Sans surprise, la Commission européenne va proposer, mercredi, aux chefs d’Etat et de gouvernement des Vingt-Cinq d’ouvrir les négociations d’adhésion avec la Turquie. Finalisées hier par Romano Prodi, les conclusions de l’exécutif européen, dont Le Figaro a eu connaissance, sont ainsi formulées : « La Turquie remplit suffisamment les critères politiques de Copenhague pour commencer les négociations d’adhésion. » La Commission ne préconise aucune date pour l’ouverture des négociations. Elle préfère laisser ce choix aux dirigeants de l’Union, appelés à trancher la question turque le 17 décembre prochain.
Ce oui sans conditions de Bruxelles est toutefois accompagné d’un mais sans précédent. Pour la première fois dans l’histoire de l’élargissement, la Commission précise que « l’ouverture des négociations est sans préjudice de ses conclusions ». Autrement dit : les négociations peuvent commencer, mais elles n’aboutiront pas forcément à l’adhésion.
Rédigé avec une extrême minutie, l’avis politique de la Commission s’accompagne de huit pages de recommandations très strictes sur l’art et la manière de conduire les négociations avec la Turquie, plus que jamais considérée par Bruxelles comme un pays candidat « à part ». L’exécutif européen prévoit ainsi d’appliquer à la Turquie une « clause de suspension », offrant aux chefs d’Etat et de gouvernement la possibilité d’interrompre, quand ils le souhaitent, les négociations d’adhésion. « A tout moment, si la Commission estime que la conduite des réformes en Turquie est compromise, le Conseil européen peut décider de suspendre ou d’arrêter les négociations d’adhé sion », indique le texte. Cette option inédite donne aux diri geants européens une marge de manœuvre bien plus grande que par le passé sur la conduite des opérations. Jusqu’ici mené par Bruxelles en pilotage automatique, le processus d’élargissement passera en mode manuel, avec un frein à main confié aux capitales.
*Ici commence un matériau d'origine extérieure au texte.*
PR #6859, opened 2018-10-24
Translation of Words file

xvercruysse:
Localization in French of the [Words](WORDS.md) file


khorne3:
Thanks so much for your contribution! Unfortunately, we are accepting only those submissions for which we have resources to maintain. If we have plans for French translations, we will be in touch!

PR #6860, opened 2018-10-24
Update information on what authentication flow we use.

konradsopala:
**Short description**

The change is all about implicitly saying what authentication flow we use. 

**Reason**

https://community.auth0.com/t/which-oauth-2-0-flow-for-a-chrome-extension/15899/2


joshcanhelp:
Not necessary to add, IMHO.

PR #6861, opened 2018-10-24
Create README-TR.md

ghost:
Turkish version of README.md


khorne3:
Hi @aytekk. Thanks for your contribution! Unfortunately, we're only accepting submissions for which we have the resources to maintain in the future. If we need Turkish translations, we will be in touch!

PR #6862, opened 2018-10-24
Ia rework

rkhoriander:


khorne3:
@rkhoriander Can this be closed?

rkhoriander:
@khorne3, I think we should hang onto this for just a little bit longer. I've used it as a reference when redoing some of the chunking/rewriting of various sections because we all were changing and dumping things into it, and it's easier for me to see what changes we all made so I don't lose anything/reinvent the wheel. I should be finished with it after the next sprint and will make sure I close it then.

jeffreylees:
Any update on this?

rkhoriander:
@jeffreylees, if we could keep it open for one more sprint, we should be good. The focus of the last sprint I was talking about changed, but as long as I can get the final item in this next sprint, I should be able to close this out with no issue.

PR #6871, opened 2018-10-25
fix dead links in articles/api/management/v2/tokens.md

helmus:
Fixing dead links. This documentation should probably be generated or something because manually updating this links doesn't really seems sustainable. 

Happy hacktober !


jeffreylees:
Hi! They actually don't need the `/docs` at the beginning, but someone just fixed this batch of links in the tokens page internally a bit ago. Thanks though!

PR #6874, opened 2018-10-26
update index.md

diptinayan:


jeffreylees:
Sorry, but this is not a needed change. We use relative links, and the link doesn't need an explanation to click. Thanks though!

PR #9853, opened 2021-08-18
Quickstart redirects for new nav

tamigoodall:
Quickstart redirects for new nav


rkhoriander:
Opened a new PR with correct changes.

PR #9906, opened 2021-10-22
Fix common errors table

y13i:
Removed an extra column in the head/body separator line so it should be rendered properly.
Screen Shot 2021-10-22 at 10 04 57


y13i:
It is fixed now.

PR #9914, opened 2021-11-03
Update AD/LDAP warning panel

avanscoy:
docs-question request to update warning panel language.


avanscoy:
After discussion with Nico, this panel should not change or define what the support team should do.

PR #9919, opened 2021-11-08
[DXDOCS-129] Set up script for cleaning chained redirects

pclavier92:
Use `jscodeshift` to manipulate the `configs/redirects.js` file and merge chained redirects that affect SEO.

(At the moment the only changes introduced to the `configs/redirects.js` file were running `prettier`)

This will allow to clean up the redirects file using the command `yarn run clean-redirects`.

This will also introduce a GitHub Action for running this script once a week.


config/redirects.js
```diff
@@ -1,6843 +1,7403 @@
...
-  'php',
-  'python',
-  'rails',
-  'ruby',
-  'salesforce-sandbox',
-  'salesforce',
-  'sap-odata',
-  'wcf-service',
-  'webapi-owin'
+  "aspnet-webapi",
```
pdillon: should configure a prettierrc file for single quotes
```
{
  "singleQuote": true,
  "arrowParens": "always",
  "printWidth": 120,
  "trailingComma": "es5"
}
```

pdillon: unless this makes the ast transform harder

pdillon (approved):
👏 Nice work!

PR #9931, opened 2021-11-11
Update 01-login.md

Janik-DEDON:
Typo fix. As a verb, 'set up' is an open compound (two unhyphenated words).


stevehobbsdev (approved):
Thanks for the contribution! 🎉

PR #9937, opened 2021-11-18
fix: minor note change to the webapp golang quickstart[1].

rene00:
https://auth0.com/docs/quickstart/webapp/golang


sergiught (approved):
Thanks a lot for fixing this!:)

PR #9961, opened 2022-01-05
Fix Rails login normalized user profile

jusleg:
Given that `session[:userinfo]` already maps to raw info, we can no longer show the full user profile by calling `session[:userinfo][:extra][:raw_info]` as it leads to a `NoMethodError`. Now, we display the normalized information by using `@user` directly. This is in line with the changes in the sample repository https://github.com/auth0-samples/auth0-rubyonrails-sample/commit/c0da5862af2e548186ec00771e15e9de1aa75c4a#diff-6c10f94ab4d3763545c6c4868dcbdb21e18335b7dcbd7390bcf5a74c1ce350f7R9


Widcket:
cc @evansims as you were looking into the Rails QS

PR #9972, opened 2022-01-14
Update 01-login.md

MattMorden:
Updated typo for class name when accessing AuthenticationScheme constant value in Login method.


MattMorden:
Constants does not exist, but Auth0Constants does as seen in the image here. This also matches the value seen in the Logout method. 
image

stevehobbsdev:
@frederikprijck

Widcket (approved):
`Auth0Constants` is mentioned in the **Login** section above
> To add the `Login`, call `ChallengeAsync` and pass "Auth0" (`Auth0Constants.AuthenticationScheme`) as the authentication scheme.

PR #9983, opened 2022-01-19
Update _getting_started.md - PHP callback URL

ghost:
Apologies if this is not the correct file to edit.

I believe there is an issue in the document 'https://auth0.com/docs/quickstart/webapp/php#configure-callback-urls'.

I've followed the tutorial through and upon testing the application received the error:

image

The document states to enter the callback URL in Auth0 as 'http://127.0.0.1:3000/', however the tutorial states to configure the PHP application with 'http://127.0.0.1:3000/callback'. Entering 'http://127.0.0.1:3000/callback' into the Auth0 callback URL works.

### DIFF
--- a/articles/quickstart/webapp/_includes/_getting_started.md
+++ b/articles/quickstart/webapp/_includes/_getting_started.md
@@ -9,5 +9,5 @@
 <%= include('../../../_includes/_callback_url') %>
 
 ::: note
-If you are following along with the sample project you downloaded from the top of this page, the callback URL you need to add to the **Allowed Callback URLs** field is `${callback}`.
+If you are following along with the sample project you downloaded from the top of this page, the callback URL you need to add to the **Allowed Callback URLs** field is `${callback}`/callback.
 :::


Ben-S-218i:
Apologies if this is not the correct file to edit.

I believe there is an issue in the document 'https://auth0.com/docs/quickstart/webapp/php#configure-callback-urls'.

I've followed the tutorial through and upon testing the application received the error:

image

It appears that the docs state to enter the callback URL in Auth0 as 'http://127.0.0.1:3000/' however the tutorial states to configure the PHP application with 'http://127.0.0.1:3000/callback'. Entering 'http://127.0.0.1:3000/callback' into the Auth0 callback URL works.

evansims:
Hey @Ben-S-218i 👋 Thanks for your suggestion on this, you bring up a good point. That's the correct file but, unfortunately, this is a shared template across all our quickstarts, so altering this would affect that guidance across all our SDK's guides. I'm not quite sure the best course of action on addressing this one yet, but I'll see what I can figure out!

PR #10008, opened 2022-02-23
Correct spring oauth server maven dependency

poovamraj:
Spring boot oauth2 resource server dependency was pointed wrong in the maven code snippet. This has been fixed in this PR


jimmyjames (approved):
👍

A cette épée de Damoclès s’ajoutera un système de contrôle des réformes bien plus rigoureux. « Pendant les négociations, un chapitre sera considéré comme clos dès que la Turquie aura correctement appliqué ce chapitre, montré sa capacité à assumer l’acquis, selon une évaluation régulière faite par la Commission au Conseil ». Il ne suffira plus, pour obtenir le feu vert de Bruxelles, d’avoir transposé dans la législation locale les 80 000 pages d’acquis communautaire. Il faudra l’avoir appliquée sur le terrain, vérifications à la clé. Aujourd’hui annuel, le bilan de la Commission pourra être réévalué tous les six mois.
Pour justifier cette nouvelle procédure, sans donner l’impression d’appliquer une loi spéciale pour la Turquie, l’exécutif européen se retranche derrière « l’expérience des élargissements précédents ». En réalité, la Commission répond aux inquiétudes des gouvernements, en butte à des opinions hostiles. Elle fait également « payer » à la Turquie sa dernière tentative de criminaliser l’adultère sous couvert de réforme du Code pénal. Dans cette affaire qui a tourné au psychodrame, les négociateurs à Bruxelles n’ont pas seulement été pris de court ; ils se sont sentis floués, si ce n’est doublés, sur leur propre terrain : celui du juridisme. Pris la main dans le sac, Ankara avait osé rétorquer que l’adultère ne figurait pas parmi les critères de Copenhague, ce qui est la stricte vérité. Si la Commission a réussi, in extremis, à sauver la face, en mettant le couteau sous la gorge d’Ankara, elle n’en a pas moins tiré les leçons pour l’avenir. En durcissant ainsi les règles, elle pense éviter tout nouveau jeu de dupes.